Most recently London’s been calling, inviting Bridgman to showcase at London Pacific Fashion Week this coming September. The week is held alongside London and Paris fashion weeks and celebrates established Pacific fashion designers while offering a bridge to global fashion industry connections.

It has meant Bridgman has been able to get the collection she made for Hawaii, which has never been seen, out of its boxes and use it as a starting point for her collection to show in London.

PHOTO: SUPPLIED
PHOTO: SUPPLIED

The theme of this year’s showcase is sustainability, aligning with Bridgman’s care for the natural environment.

"I work in a really sustainable practice. We all know that fashion is the second-highest pollutant to the environment ... so everything is made here in Dunedin."

The designer sources all of her materials locally from sustainable natural resources and intertwines them with treasures found in op-shops.

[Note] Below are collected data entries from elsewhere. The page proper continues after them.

PR #1790, opened 2019-06-07
Fixes latejoining

DominikPanic:
Since both browsers used the same ID, the default one was replaced since the if check didn't pass because there was no truthy value being returned.

### DIFF
--- a/code/game/gamemodes/game_mode.dm
+++ b/code/game/gamemodes/game_mode.dm
@@ -490,7 +490,7 @@
 
 
 /datum/game_mode/proc/AttemptLateSpawn(mob/M, rank)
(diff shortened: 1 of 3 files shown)


code/game/gamemodes/game_mode.dm
```diff
@@ -486,8 +486,11 @@
...
 	popup.open(FALSE)
 
+	return TRUE
+
+
 /datum/game_mode/proc/AttemptLateSpawn(mob/M, rank)
-	if(src != usr || !isnewplayer(M))
+	if(!isnewplayer(M))
 		return
 	var/mob/new_player/NP
```
psykzz:
```suggestion
	var/mob/new_player/NP = M
```

PR #1791, opened 2019-06-07
Fixes being unable to interact with camera computers

DominikPanic:
We don't implement the machine var yet, the cameras already check if the user is able to view them so the check is not needed.

Also removes the unnecessary cancel option since it's one of the two buttons.


Rohesie:
Conflict.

"When I’m in my studio, it might be the music or it might be a conversation, or a proverb that I’ve learned or shared and somehow magically, things just come together. Like I will really wish I had some feathers and then you look beside you and a whole basket of feathers magically appear and then I collect a lot of amazing resources at the great Dunedin op shops as well."

With local materials and sustainable methods creating a frame for the collection, Bridgman is able to weave together a collection that embodies a lifetime of lived and breathed mahi toi Maori.

"The collection that I take to London will be a journey of the last 20 years of my life. Through my family, through learning te reo, through muttonbirding. Just a lot of elements of our culture will be woven into it.

PHOTO: SUPPLIED
PHOTO: SUPPLIED

"It will be tribal couture and it will be dripping with beautiful high-end Maori accessories."

Much like a wave emerging from a still spell of water, the opportunity to show at the fashion weeks has emerged and is moving ahead with graceful force.

"We’ve just we just been really positive about it. It all happened incredibly fast, but I think sometimes you’ve just got to jump on these opportunities when they come."

TO SEE

A show will be held in Dunedin on August 7, bringing together a community of Bridgman’s talented friends and whanau in fundraising support of Kahuwai’s presentation at London Pacific Fashion Week.